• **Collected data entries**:
——————————

PR #8797, opened 2024-02-06
refactor(core): allow referencing capabilities on the Tauri config file

lucasfernog:
The current capability file design automatically adds all files in the capabilities folder to the application. While this is convenient for the developer, it restricts dynamic use cases (for instance plugins that are only enabled on debug or with an associated Cargo feature). After talking with @tweidinger we agreed we should add a reference on tauri.conf.json where the dev must specify which capabilities to include.

This PR adds a capabilities array inside app > security > capabilities where you can reference capabilities by identifier or inline capability objects (though this one isn't ideal since it lacks JSON schema support).

I'll open an issue later today detailing the dynamic capability implementation we can support.

### DIFF
--- a/core/tauri-codegen/src/context.rs
+++ b/core/tauri-codegen/src/context.rs
@@ -15,7 +15,7 @@ use tauri_utils::acl::capability::Capability;
 use tauri_utils::acl::plugin::Manifest;
 use tauri_utils::acl::resolved::Resolved;
 use tauri_utils::assets::AssetKey;
-use tauri_utils::config::{Config, FrontendDist, PatternKind};
+use tauri_utils::config::{CapabilityEntry, Config, FrontendDist, PatternKind};
 use tauri_utils::html::{
   inject_nonce_token, parse as parse_html, serialize_node as serialize_html_node,
 };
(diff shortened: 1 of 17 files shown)


lucasfernog:
Maybe we should default to include all capabilities if the config array is empty? I know @FabianLars would like that so we won't deal with another "hidden" breaking change.

FabianLars:
Yup, probably. But it's still beta so if it's objectively better than just break it 🤷 

(i also don't really get the issue itself tbh so idk)

lucasfernog:
I like how the latest change is a balance between DX and configurability.

tooling/cli/templates/tauri.conf.json
```diff
@@ -19,7 +19,8 @@
       }
     ],
     "security": {
-      "csp": null
+      "csp": null,
+      "capabilities": ["default-plugins"]
```
amrbashir: I don't like the `default-plugins` identifier, could we change that to just `default`?
```suggestion
      "capabilities": ["default"]
```
or should we inline the default capability here, so users used to allowlist, see something familiar? and we could try to find a way to list default plugins in the schema so they have auto-completion

core/tauri-codegen/src/context.rs
```diff
@@ -381,14 +381,35 @@ pub fn context_codegen(data: ContextData) -> Result<TokenStream, EmbeddedAssetsE
...
   let capabilities_file_path = out_dir.join(CAPABILITIES_FILE_NAME);
-  let capabilities: BTreeMap<String, Capability> = if capabilities_file_path.exists() {
+  let mut capabilities_from_files: BTreeMap<String, Capability> = if capabilities_file_path.exists()
+  {
     let capabilities_file =
       std::fs::read_to_string(capabilities_file_path).expect("failed to read capabilities");
     serde_json::from_str(&capabilities_file).expect("failed to parse capabilities")
   } else {
     Default::default()
   };
```
amrbashir, line 391: A small optimization is to read from disk only if capabilities from config is empty

amrbashir (changes requested):

core/tauri-codegen/src/context.rs
lucasfernog: not possible since the config can also reference capabilities defined in the filesystem

tooling/cli/templates/tauri.conf.json
lucasfernog: let's make this change when we change the config schema to be stored in the project itself (so we can modify it)

core/tauri-codegen/src/context.rs
amrbashir: ah, didn't see that one

amrbashir (approved):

——————————

• **Exercise requirements**: Take the lines from the top of the data through the one that contains "--- a/core/tauri-codegen/src/context.rs" and copy them exactly, leaving out every line after it.

• **Solution to the problem**:
PR #8797, opened 2024-02-06
refactor(core): allow referencing capabilities on the Tauri config file

lucasfernog:
The current capability file design automatically adds all files in the capabilities folder to the application. While this is convenient for the developer, it restricts dynamic use cases (for instance plugins that are only enabled on debug or with an associated Cargo feature). After talking with @tweidinger we agreed we should add a reference on tauri.conf.json where the dev must specify which capabilities to include.

This PR adds a capabilities array inside app > security > capabilities where you can reference capabilities by identifier or inline capability objects (though this one isn't ideal since it lacks JSON schema support).

I'll open an issue later today detailing the dynamic capability implementation we can support.

### DIFF
--- a/core/tauri-codegen/src/context.rs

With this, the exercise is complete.